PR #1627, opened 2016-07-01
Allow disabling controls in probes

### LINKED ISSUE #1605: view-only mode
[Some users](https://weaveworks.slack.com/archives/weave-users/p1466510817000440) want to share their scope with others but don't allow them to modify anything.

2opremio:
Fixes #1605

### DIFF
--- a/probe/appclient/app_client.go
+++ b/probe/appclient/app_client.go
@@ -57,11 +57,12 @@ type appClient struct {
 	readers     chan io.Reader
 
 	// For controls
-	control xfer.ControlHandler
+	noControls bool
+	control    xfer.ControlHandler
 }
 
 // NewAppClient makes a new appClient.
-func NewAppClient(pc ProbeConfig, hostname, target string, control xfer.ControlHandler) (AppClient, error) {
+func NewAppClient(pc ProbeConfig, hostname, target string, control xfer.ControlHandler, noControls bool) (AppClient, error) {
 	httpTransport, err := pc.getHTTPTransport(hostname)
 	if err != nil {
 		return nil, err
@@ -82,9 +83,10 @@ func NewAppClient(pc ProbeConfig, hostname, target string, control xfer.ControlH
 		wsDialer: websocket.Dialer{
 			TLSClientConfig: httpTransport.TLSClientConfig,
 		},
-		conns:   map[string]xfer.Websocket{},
________________________________________
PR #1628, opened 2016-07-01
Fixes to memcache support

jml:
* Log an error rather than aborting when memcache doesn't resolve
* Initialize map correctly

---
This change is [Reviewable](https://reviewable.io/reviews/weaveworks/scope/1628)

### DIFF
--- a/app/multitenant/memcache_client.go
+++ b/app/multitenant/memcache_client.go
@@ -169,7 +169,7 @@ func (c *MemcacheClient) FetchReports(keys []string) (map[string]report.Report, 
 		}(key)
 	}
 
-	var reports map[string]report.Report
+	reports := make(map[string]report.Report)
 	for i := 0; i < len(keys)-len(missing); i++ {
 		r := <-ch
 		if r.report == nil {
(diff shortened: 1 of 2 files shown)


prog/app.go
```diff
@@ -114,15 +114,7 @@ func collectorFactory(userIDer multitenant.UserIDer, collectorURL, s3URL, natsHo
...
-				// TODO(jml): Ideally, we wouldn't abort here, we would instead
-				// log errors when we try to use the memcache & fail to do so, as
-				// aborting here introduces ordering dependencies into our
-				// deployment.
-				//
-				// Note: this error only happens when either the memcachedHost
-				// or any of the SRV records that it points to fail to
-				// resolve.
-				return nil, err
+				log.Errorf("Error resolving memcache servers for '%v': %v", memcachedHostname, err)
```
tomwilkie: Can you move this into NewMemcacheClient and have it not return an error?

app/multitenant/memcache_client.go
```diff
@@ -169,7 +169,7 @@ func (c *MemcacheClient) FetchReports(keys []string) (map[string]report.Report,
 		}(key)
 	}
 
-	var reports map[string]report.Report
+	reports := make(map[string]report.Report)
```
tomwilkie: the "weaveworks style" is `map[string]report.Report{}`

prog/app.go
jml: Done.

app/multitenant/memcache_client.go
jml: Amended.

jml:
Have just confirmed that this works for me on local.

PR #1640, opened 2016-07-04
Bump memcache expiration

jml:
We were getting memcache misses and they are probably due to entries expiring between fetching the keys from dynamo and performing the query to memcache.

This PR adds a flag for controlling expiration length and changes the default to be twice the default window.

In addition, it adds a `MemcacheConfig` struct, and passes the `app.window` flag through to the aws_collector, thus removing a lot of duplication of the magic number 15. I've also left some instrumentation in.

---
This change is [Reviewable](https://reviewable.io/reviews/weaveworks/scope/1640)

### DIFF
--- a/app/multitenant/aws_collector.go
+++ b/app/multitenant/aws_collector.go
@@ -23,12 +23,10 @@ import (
________________________________________
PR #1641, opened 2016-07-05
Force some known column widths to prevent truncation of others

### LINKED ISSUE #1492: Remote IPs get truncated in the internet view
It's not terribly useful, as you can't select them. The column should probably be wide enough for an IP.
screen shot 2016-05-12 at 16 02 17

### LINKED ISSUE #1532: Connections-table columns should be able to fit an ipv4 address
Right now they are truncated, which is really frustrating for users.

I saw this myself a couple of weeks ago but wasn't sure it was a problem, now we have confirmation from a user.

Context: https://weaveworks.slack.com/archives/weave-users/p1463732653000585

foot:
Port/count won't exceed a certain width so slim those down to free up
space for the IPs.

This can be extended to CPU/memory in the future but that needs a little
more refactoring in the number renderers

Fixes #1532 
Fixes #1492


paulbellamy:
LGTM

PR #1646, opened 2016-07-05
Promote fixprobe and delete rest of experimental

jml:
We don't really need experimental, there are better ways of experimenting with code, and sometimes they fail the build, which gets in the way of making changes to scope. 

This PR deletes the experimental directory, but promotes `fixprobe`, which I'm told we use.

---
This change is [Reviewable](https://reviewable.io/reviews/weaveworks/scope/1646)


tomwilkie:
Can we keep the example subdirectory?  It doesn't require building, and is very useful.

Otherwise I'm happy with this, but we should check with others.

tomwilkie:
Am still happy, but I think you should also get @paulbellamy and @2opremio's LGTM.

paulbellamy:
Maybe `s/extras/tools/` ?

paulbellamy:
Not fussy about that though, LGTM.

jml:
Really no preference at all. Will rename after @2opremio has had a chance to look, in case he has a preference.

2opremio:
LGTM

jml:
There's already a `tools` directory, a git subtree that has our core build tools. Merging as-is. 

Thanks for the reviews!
________________________________________
* _What you are asked to do_
In the data above, find the line that contains "### LINKED ISSUE #1492: Remote" and the line that contains "Thanks for the reviews!". Repeat exactly those lines and every line between them, and only those.

* _Solution for this problem_
### LINKED ISSUE #1492: Remote IPs get truncated in the internet view
It's not terribly useful, as you can't select them. The column should probably be wide enough for an IP.
screen shot 2016-05-12 at 16 02 17

### LINKED ISSUE #1532: Connections-table columns should be able to fit an ipv4 address
Right now they are truncated, which is really frustrating for users.

I saw this myself a couple of weeks ago but wasn't sure it was a problem, now we have confirmation from a user.

Context: https://weaveworks.slack.com/archives/weave-users/p1463732653000585

foot:
Port/count won't exceed a certain width so slim those down to free up
space for the IPs.

This can be extended to CPU/memory in the future but that needs a little
more refactoring in the number renderers

Fixes #1532 
Fixes #1492


paulbellamy:
LGTM

PR #1646, opened 2016-07-05
Promote fixprobe and delete rest of experimental

jml:
We don't really need experimental, there are better ways of experimenting with code, and sometimes they fail the build, which gets in the way of making changes to scope. 

This PR deletes the experimental directory, but promotes `fixprobe`, which I'm told we use.

---
This change is [Reviewable](https://reviewable.io/reviews/weaveworks/scope/1646)


tomwilkie:
Can we keep the example subdirectory?  It doesn't require building, and is very useful.

Otherwise I'm happy with this, but we should check with others.

tomwilkie:
Am still happy, but I think you should also get @paulbellamy and @2opremio's LGTM.

paulbellamy:
Maybe `s/extras/tools/` ?

paulbellamy:
Not fussy about that though, LGTM.

jml:
Really no preference at all. Will rename after @2opremio has had a chance to look, in case he has a preference.

2opremio:
LGTM

jml:
There's already a `tools` directory, a git subtree that has our core build tools. Merging as-is. 

Thanks for the reviews!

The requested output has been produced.